**TASK BRIEF:**
Which of the lines below mention the word "Thanks"? Pull each one out.

**SUPPLIED DATA:**
PR #2741, opened 2026-06-22
fix ws vuln (CVE-2026-48779)

jakefromphoton:
Force ws to ^8.21.0 via overrides to collapse the nested ws@8.18.0 copies pinned by @module-federation/dts-plugin and @module-federation/node.

TripleKey found this, not dependabot

### DIFF
--- a/package.json
+++ b/package.json
@@ -82,7 +82,7 @@
     "vite-plugin-solid": "2.11.6",
     "vite-tsconfig-paths": "^5.1.4",
     "vitest": "^4.1.8",
-    "ws": "^8.19.0"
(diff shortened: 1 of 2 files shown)


package.json
```diff
@@ -82,7 +82,7 @@
     "vite-plugin-solid": "2.11.6",
     "vite-tsconfig-paths": "^5.1.4",
     "vitest": "^4.1.8",
-    "ws": "^8.19.0"
+    "ws": "^8.21.0"
```
mrrsnn, line 85: lol, didn't know we were using websockets on the frontend

mrrsnn (approved):

PR #2743, opened 2026-06-22
add ICD-10 code prescription screening

myang5:
Part of KLU-356

* Updating some typing to use codegen generated types instead of locally-defined types (`ScreeningAlertType` > `PrescriptionScreeningAlert`)
* Moved the prescription screening code out of PrescribeWorkflow into its own provider


packages/components/src/systems/PrescribeEventDispatchProvider.tsx
myang5, line 1: Made this file DRYery by unifying the types used to type the context value and each `dispatch` function

packages/components/src/systems/PrescriptionScreeningProvider.tsx
```diff
@@ -0,0 +1,174 @@
...
+    if (!props.diagnosisCodes) {
+      return;
+    }
+    if (typeof props.diagnosisCodes === 'string') {
+      const error = 'Invalid diagnosis codes json passed in';
+      // TODO: Thoughts on logging to console as well?
+      console.error(error);
+      dispatchDiagnosisCodeError([error]);
+      return;
+    }
```
myang5, line 87: Calling out this TODO
As an external eng it might be more useful to check the console when debugging in testing and in prod

packages/components/src/systems/PrescriptionScreeningProvider.tsx
```diff
@@ -0,0 +1,174 @@
...
+      }
+    }
+
+    if (invalidCodes.length) {
+      const error = `Invalid diagnosis codes detected: ${JSON.stringify(invalidCodes)}`;
+      console.error(error);
+      dispatchDiagnosisCodeError([error]);
+      // TODO: should we abort entirely or continue screening with valid codes?
+      return;
+    }
```
myang5, line 110: Calling out this TODO

packages/components/src/systems/PrescriptionScreeningProvider.tsx
myang5, line 1: Moved the prescription screening code out of PrescribeWorkflow into its own provider, added the new diagnosis code related paths here

mrrsnn (approved):

mrrsnn:
I like the prescription screening provider.

packages/components/src/systems/PrescriptionScreeningProvider.tsx
myang5: Seems like no one has opinions on this so I'll keep the console.error in the code

packages/components/src/systems/PrescriptionScreeningProvider.tsx
myang5: Seems like no one has opinions on this so I'll keep the `return`. The backend pattern is also to throw an error if any input is invalid

PR #2764, opened 2026-06-30
Expand marketplace views to non-mail in prescriber selected Pharmacies

zac-photon:
We want to send Patients, for whom the provider chose a local pickup pharmacy, to the Marketplace to confirm that Pharmacy. We also want to ensure that compound medications are not re-directed either.


jakefromphoton (approved):

apps/patient/src/utils/getOrderFetchRedirectPath.ts
```diff
@@ -7,6 +8,25 @@ export const hasSingleAutoRouteWithNoReroutes = (order: Order): boolean => {
   return routingHistory.length === 1 && routingHistory[0]?.selector === 'AUTO';
 };
 
+const hasSingleProviderRouteWithNoReroutes = (order: Order): boolean => {
```
billoran8: lets' get some tests bruh

zac-photon: ur so right

PR #2767, opened 2026-07-06
Fix routing behavior around patient confirming their pharmacy selection

myang5:
Part of X-213

Core changes:
- We now have the ability for patients to "confirm" their pickup pharmacy on the Pharmacy.tsx page, but the page code doesn't account for that when submitting their selection. This was causing a patient confirmation to use up their reroute - fixing this bug
- Bill confirmed we no longer want to route to the Ready By page at all, so fixed that codepath and updated tests accordingly

Other changes:
- Adding analytics properties that Sonia requested


apps/patient/src/views/Pharmacy.tsx
```diff
@@ -152,6 +157,11 @@ export const Pharmacy = () => {
 
   // selection state
   const [selectedId, setSelectedId] = useState<string>('');
+  // Patient is able to select the existing order pharmacy to "confirm" it
+  const isConfirmation = selectedId === order.pharmacy?.id;
+  const isReroute =
+    (!!order?.isReroutable && !!order?.pharmacy?.id && !isConfirmation) ||
+    !!searchParams.get('reroute');
```
myang5: The main bug fix

apps/patient/src/views/Pharmacy.tsx
```diff
@@ -689,11 +705,24 @@ export const Pharmacy = () => {
...
+    // setSelectedId state update will not have registered yet
+    const isConfirmation = pharmacyId === order.pharmacy?.id;
     patientAnalytics.track('Pharmacy Selected', order, {
       pharmacyId: pharmacyId,
       pharmacyName: selectedPharmacy?.name,
       pharmacyRank: allPharmacies.findIndex((p) => p.id === pharmacyId) + 1,
-      isReroute: !!isReroute,
+      isReroute: isReroute && !isConfirmation,
+      isPreferred: pharmacyId === effectivePreferredPharmacyId,
+      isConfirmation,
```
scottdesilva-photon: nitpicky but isn't having all three of these fields redundant? Couldn't we just have isConfirmation and fulfillmentType?

scottdesilva-photon (approved):

apps/patient/src/Reroute.test.tsx
myang5, line 1: The tests for "Autorouted pharmacy confirmation" are duplicates of tests in Pharmacy.test.tsx, and they probably make more sense there than in a test file called "Reroute". Confirming an autorouted pharmacy involves no reroute.

apps/patient/src/views/Pharmacy.tsx
```diff
@@ -97,6 +103,36 @@ function FulfillmentTypeTabBar() {
...
 
+/** Which action is the patient taking when they submit their pharmacy selection? */
+enum RoutingOperation {
+  /** Patient selects a new pharmacy for an order that already has one */
+  Reroute = 'reroute',
+  /** Patient selects a new pharmacy for an order that doesn't have one */
+  Route = 'route',
+  /** Patient selects existing pharmacy on order, "confirming" it */
+  Confirmation = 'confirmation'
+}
```
myang5, line 107: Was having a lot of trouble holding all the boolean logic in my head, so decided to refactor the code using this enum. This makes it a lot easier to read and write branching paths based on which action the patient is taking.

apps/patient/src/views/Pharmacy.tsx
myang5: isPreferred is its own property, will talk to Sonia about consolidating isReroute and isConfirmation into something like routingOperation

scottdesilva-photon (approved):

apps/patient/src/views/Pharmacy.tsx
billoran8: smart move!

billoran8 (approved):

PR #2772, opened 2026-07-13
untangle nested timeout in Pharmacy page, fix Sent here badge rendering over footer

myang5:
Everyone I've talked to is scared of touching this nested timeout but I'm 100% sure it's only in place to show the green Thank you! button state before navigating way from the page. Refactoring this to make it easier to read and we won't be afraid to refactor this UI in the future

https://github.com/user-attachments/assets/b6776127-29a5-42aa-b014-49cd36518743

### DIFF
--- a/apps/patient/src/components/pharmacy-card/sent-here/SentHereBadge.tsx
+++ b/apps/patient/src/components/pharmacy-card/sent-here/SentHereBadge.tsx
@@ -18,7 +18,6 @@ export const SentHereBadge = ({ top = 0, selected = false }: SentHereBadgeProps)
       top={top}
       left={4}
       transform="translateY(-50%)"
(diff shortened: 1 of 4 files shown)


apps/patient/src/components/pharmacy-card/sent-here/SentHereBadge.tsx
```diff
@@ -18,7 +18,6 @@ export const SentHereBadge = ({ top = 0, selected = false }: SentHereBadgeProps)
       top={top}
       left={4}
       transform="translateY(-50%)"
-      zIndex={1}
```
myang5, line 21: Removing this zIndex fixes:

Image

zac-photon (approved):

PR #2773, opened 2026-07-13
Add draft-prescriptions to photon-prescribe-workflow (prefill + externalId, with or without a source rx)

theoomoregbee:
## What this does

Adds a `draft-prescriptions` attribute to `photon-prescribe-workflow`: a JSON map keyed by a Photon id, whose value is a `PrescriptionOverride` (`daysSupply`, `dispenseAsWritten`, `dispenseQuantity`, `dispenseUnit`, `fillsAllowed`, `instructions`, `notes`, `externalId`). The key's id prefix selects the behavior:

```html
<photon-prescribe-workflow
  draft-prescriptions='{
    "rx_01HQBE...":  { "externalId": "my-id-1", "daysSupply": 90 },
    "med_01GQ7X...": { "externalId": "my-id-2" }
  }'
/>
```

- **`rx_…`** → clone that existing prescription (fetched via `GetPrescription`), then apply the override. Overridden fields win; the rest carries over from the source.
- **`med_…`** → create a fresh draft for that medication (`treatmentId`) from the override. There is no source prescription to inherit from, so the override must carry the prescription's fields; the Photon API validates completeness.
- An entry with an empty override is skipped (for `rx_…` a no-op clone is what `prescription-ids` is for; for a medication there is nothing to create).

Both key types are collected into the same `CreatePrescriptions` bulk call already used for template prefills, so `externalId` is set per-entry at creation time. Like `template-overrides`, this runs at prefill time — the resulting drafts land in Pending Order for the provider to review and edit before sending.

## Tests

`prescribe-workflow-prescription-prefill.test.tsx` (msw):
- `rx_` entry → draft cloned from the source prescription and the override wins (non-overridden fields inherited from source; `GetPrescription` is called).
- `med_` entry → fresh draft created for the medication with the override applied (`externalId` stamped, `treatmentId` seeded); `GetPrescription` is **not** called.
- entries with an empty override (both a `med_` and an `rx_`) are skipped, and the rest of the batch still creates.

🤖 Generated with [Claude Code](https://claude.com/claude-code)


jakefromphoton:
Hey Theo! Do you think you could draft a version of this that doesnt require a pre-existing prescription? We'd like to be able to prefill prescriptions in the embed form for fresh accounts as well, not only ones that happen to have a pre-existing prescriptionID to pass in.

something like this:

```
<photon-prescribe-workflow
  draft-prescriptions='{"med_1": {"externalId": "my-id-1", "daysSupply": 90},","med_2":{"externalId": "my-id-2"}}'
/>
```

Looks like a good PR overall but this would align better with the direction we're trying to go in.

theoomoregbee:
> Hey Theo! Do you think you could draft a version of this that doesnt require a pre-existing prescription? We'd like to be able to prefill prescriptions in the embed form for fresh accounts as well, not only ones that happen to have a pre-existing prescriptionID to pass in.
> 
> something like this:
> 
> ```
> <photon-prescribe-workflow
>   draft-prescriptions='{"med_1": {"externalId": "my-id-1", "daysSupply": 90},","med_2":{"externalId": "my-id-2"}}'
> />
> ```
> 
> Looks like a good PR overall but this would align better with the direction we're trying to go in.

Thanks @jakefromphoton +1 on the direction. I think we can fold both cases into a single `draft-prescriptions` so there's one way to prefill a draft regardless of where it's sourced from.

```
<photon-prescribe-workflow
  draft-prescriptions='{
    "rx_01HQBE...": { "externalId": "my-id-1", "daysSupply": 90 },
    "med_01GQ7X...": { "externalId": "my-id-2",... }
  }'
/>
```

when the key is 
* rx_xyz we clone and override 
* for med_00 we create a fresh draft. 

I'll make the changes soon.

theoomoregbee:
closing in favour of https://github.com/Photon-Health/client/pull/2800 & https://github.com/Photon-Health/client/pull/2803

PR #2777, opened 2026-07-20
send photon-analytics-track-events to the analytics api

myang5:
Part of TECH-708

Core changes:
- Created AnalyticsClient which is initialized in PhotonClient. It contains a single method `track` for sending a POST req to analytics-api
- Add `AnalyticsEventListener` to `<photon-client>`, which attaches an event listener to the DOM that calls `AnalyticsClient.track`
- Remove event listeners from the clinical app code since this is now handled by `<photon-client>`
- Add/update test coverage


apps/app/src/instrumentation/analyticsTrackEventListenerUtils.ts
myang5, line 1: These utils were only used when handling `photon-analytics-track-event` HTML events, moved logic into the new `<photon-client>` event listener

apps/app/src/views/routes/NewPatient/PatientForm.tsx
```diff
@@ -44,14 +46,6 @@ export const PatientForm = () => {
...
     const listenerOptions = { signal: abortControllerSignal };
 
-    ref.current.addEventListener(
-      'photon-analytics-track-event',
-      (e: CustomEvent<PhotonEmbedAnalyticsEventInput>) => {
-        trackAnalyticsEvent(e.detail, providerAnalytics.track);
-      },
-      listenerOptions
-    );
-
```
myang5, line 54: Removed these event listeners from the clinical app code. The clinical app also renders `<photon-client>`, so these events will bubble up to the event listener there.

apps/app/src/views/routes/NewPatient/PatientForm.tsx
```diff
@@ -30,8 +28,12 @@ const orgSettingsQuery = graphql(/* GraphQL */ `
 export const PatientForm = () => {
   const ref: MutableRefObject<any> = useRef(null);
   const navigate = useNavigate();
-  const providerAnalytics = useProviderAnalytics();
   const { clinicalClient } = usePhoton();
+  const { track } = useProviderAnalytics();
+
+  useEffect(() => {
+    track('New Patient Page Viewed');
+  }, []);
```
myang5, line 36: This event was originally emitted by the `<photon-patient-dialog>` element, but it made more sense to me that the clinical app would emit a "page viewed" event.

packages/components/src/analytics/AnalyticsEventListener.tsx
myang5, line 1: Core changes here: new component responsible for attaching a `photon-analytics-track-event` listener to the DOM when `<photon-client>` is rendered. Copied over the context-building logic from `client/apps/app/src/hooks/useProviderAnalytics.tsx`. Accepts an optional `appAnalyticsProperties` for when <photon-client> is rendered inside the clinical app

packages/elements/src/photon-patient-dialog/photon-patient-dialog-component.tsx
```diff
@@ -163,18 +163,6 @@ const Component = (props: PatientDialogProps) => {
...
   };
 
-  createEffect(() => {
-    if (props.open) {
-      dispatchAnalyticsTrackEvent(
-        'pageViewed',
-        {
-          name: props.patientId ? 'Update Patient Page Viewed' : 'New Patient Page Viewed'
-        },
-        ref
```
myang5, line 173: Moved this event tracking into the clinical app layer - made more sense to me that a "page viewed" event would be fired by the clinical app and not an element

packages/sdk/src/analytics/AnalyticsClient.ts
myang5, line 1: Core changes here: new class that wraps a POST request to analytics-api. Kept it as context-less as possible in case we use it for the patient app one day

packages/sdk/src/analytics/clinicalAnalyticsTypes.ts
```diff
@@ -10,20 +10,10 @@ export type DraftPrescriptionSource = 'form' | 'med_history_refill' | 'prefill';
...
-      hasPrefillTemplateIds: boolean;
-      hasPrefillPrescriptionIds: boolean;
-      hasPrefillWeight: boolean;
-      weightUnit: string;
-    }
-  | { name: 'Signature Attestation Page Viewed'; attestationVersion: string };
+export type PageViewEvent = {
+  name: 'Signature Attestation Page Viewed';
+  attestationVersion: string;
+};
```
myang5, line 16: Left this "page viewed" event for now since it wasn't easy to extract into the clinical app - quirk of our React app + web component architecture

packages/sdk/src/lib.ts
myang5, line 1: Core changes here: initialize AnalyticsClient

apps/app/e2e/create_prescription.spec.ts
myang5, line 1: Copied some of the assertions out of `apps/app/src/order-workflow-analytics.test.tsx` into this file, now that analytics tracking is split across the clinical app layer and embed layer.

apps/app/src/order-workflow-analytics.test.tsx
myang5, line 1: Update this file to use some of the global test-utils instead of local utils, removed tests for functionality that are no longer owned by the clinical app layer

packages/sdk/src/analytics/AnalyticsClient.ts
```diff
@@ -0,0 +1,71 @@
...
+      'Content-Type': 'application/json',
+      ...getAuthHeaders({ token: this.token, isServices: true })
+    };
+
+    if (this.isNonProduction) {
+      console.log(`📊 [Analytics: To Analytics API] ${body.event}`, enrichedBody.properties);
+    }
+
+    try {
+      await fetch(`${this.apiUrl}/event`, {
```
zac-photon, line 61: Do we need to await this here? I'm just a bit worried about slowing down the elements since we can get error logs from the API itself.

packages/components/src/analytics/AnalyticsEventListener.tsx
```diff
@@ -0,0 +1,111 @@
...
+  /* Pass extra properties when photon-client is rendered in our web app */
+  appAnalyticsProperties?: Record<string, unknown>;
+  children: JSXElement;
+}) => {
+  const client = usePhotonClient();
+  const [contextData, setContextData] = createSignal<ProviderContextData | null>(null);
+
+  onMount(async () => {
+    // Fetch me + organization data via GraphQL
+    const { data } = await client.apolloClinical.query({ query: AnalyticsContextQuery });
```
zac-photon: Similar worry RE: latency here, if we're only using this for inside the elements and they're always going to be forwarded to the Analytics API why not make this request there?

packages/sdk/src/analytics/AnalyticsClient.ts
myang5: The `await` here should be fine as long as the actual `track` method isn't awaited. We need the `await` here to actually catch errors and console.error them

packages/components/src/analytics/AnalyticsEventListener.tsx
myang5: I wanted to keep the analytics API as agnostic of client context as possible since we do want to eventually forward all analytics through that api. This request should only happen once anyway, after that contextData is saved in state

mrrsnn (approved):
great job

PR #2780, opened 2026-07-22
stop calling pick up pharmacies twice

scottdesilva-photon:
this useEffect fires the getPharmaciesByLocation call and sets initialLoad to false but also has a dependency on initial load causing it to fire twice


apps/patient/src/views/Pharmacy.tsx
```diff
@@ -666,8 +666,7 @@ export const Pharmacy = () => {
     longitude,
     loadPharmacies,
     order?.readyBy,
-    toast,
-    initialLoad
+    toast
```
mrrsnn, line 669: are you hitting a new react hooks linting error here? If so, this `initialLoad` state could probably just be a ref

scottdesilva-photon: lint looks gucci

scottdesilva-photon: what are the chances we change the following from 'warn'? If we did, linter would complain and someone could accidentally reintroduce this. But if unlikely, then I'm happy with keep the local state 
`react-hooks/exhaustive-deps': 'warn',`

mrrsnn: probably wouldn't change that from warn to error until we rebuild this. As long as this still works as expected when there are no pharmacies in the location search results due to distance, then i'm good

myang5 (commented):
Not sure I understand how removing the initialLoad dep would affect the values inside the effect body, should the useEffect callback body just be wrapped in a conditional that checks if `initialLoad` is false?

mrrsnn (approved):

scottdesilva-photon:
> Not sure I understand how removing the initialLoad dep would affect the values inside the effect body, should the useEffect callback body just be wrapped in a conditional that checks if `initialLoad` is false?

we're setting initialLoad in the effect body so it automatically re-triggers the effect when initialLoad is a dep. Removing it makes it so it only calls once on the page load. 

If we wrapped the callback in that conditional, I'm pretty sure we just wouldn't trigger this useEffect on page load (because initialLoad is defaulted to true) which is not want we want. Ultimately this useEffect stinks because there are so many nested conditionals/pathways but I think this is a low risk change

Issue #120, opened 2018-02-11
System requirements detection


Sherlouk:
I'll start of by saying I love what you're building here and I can't wait to see it progress! 🙌 

In the same way the launch script informs the user if certain environment variables are not defined, it would be handy if the program could ensure the system meets the necessary requirements

Currently I get the following error when trying to run locally:

```
bundler: failed to load command: rackup (/usr/local/bin/rackup)
NoMethodError: undefined method `provider_credentials' for nil:NilClass
```

This is in fact caused by the fact I don't have Ruby 2.3 (or newer), an easy check to run!

Same goes for validating OS, Xcode Version, Command Line Tools and any other requirements

**Update**

Follow up work around detecting Xcode installation, and more

taquitos:
We're super focused on getting this up and running that we haven't spent a ton of time validating that sort of thing. Is that something you'd like to help us with?

Sherlouk:
I'm not super hot on ruby but I'll definitely give it a go!

taquitos:
Hopefully you'll start to ❤️it 😄

KrauseFx:
This is merged, nice work 👍

Sherlouk:
For what it's worth, I had left it open intentionally to handle further requirements such as Xcode/what not - but we can recreate an issue when it becomes more of an issue (Ruby was throwing weird errors hence prioritised that)

Thanks though!

KrauseFx:
Alright, good call, I re-opened, and added a placeholder for more information + context on what's required to get this card to be shipped 👍

PR #121, opened 2018-02-11
Add pre-check for Ruby version

Sherlouk:
Thought I'd keep it simple to dip my toes in the water, took logic from the [existing Fastlane action](https://github.com/fastlane/fastlane/blob/master/fastlane/lib/fastlane/actions/ruby_version.rb) and what was already in the launch script

Not sure if there's a better location to store the constant?

### DIFF
--- a/launch.rb
+++ b/launch.rb
@@ -6,6 +6,7 @@ module FastlaneCI
   class Launch
     def self.take_off
       verify_dependencies
+      verify_system_requirements
       load_dot_env
       verify_env_variables
       setup_threads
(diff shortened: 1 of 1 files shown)


taquitos:
This seems totally reasonable to me. I don't think we use this constant in other places yet, so keeping it inline is 👌 
🎈:goat:

Sherlouk:
Thanks for merging! 🙌 

Linking #120 as I forgot to, should leave it open though to track other system requirements 😄

taquitos:
Thank you for helping us out here!

KrauseFx:
🚀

**TASK ANSWER:**
Thanks @jakefromphoton +1 on the direction. I think we can fold both cases into a single `draft-prescriptions` so there's one way to prefill a draft regardless of where it's sourced from.
Thanks though!
Thanks for merging! 🙌 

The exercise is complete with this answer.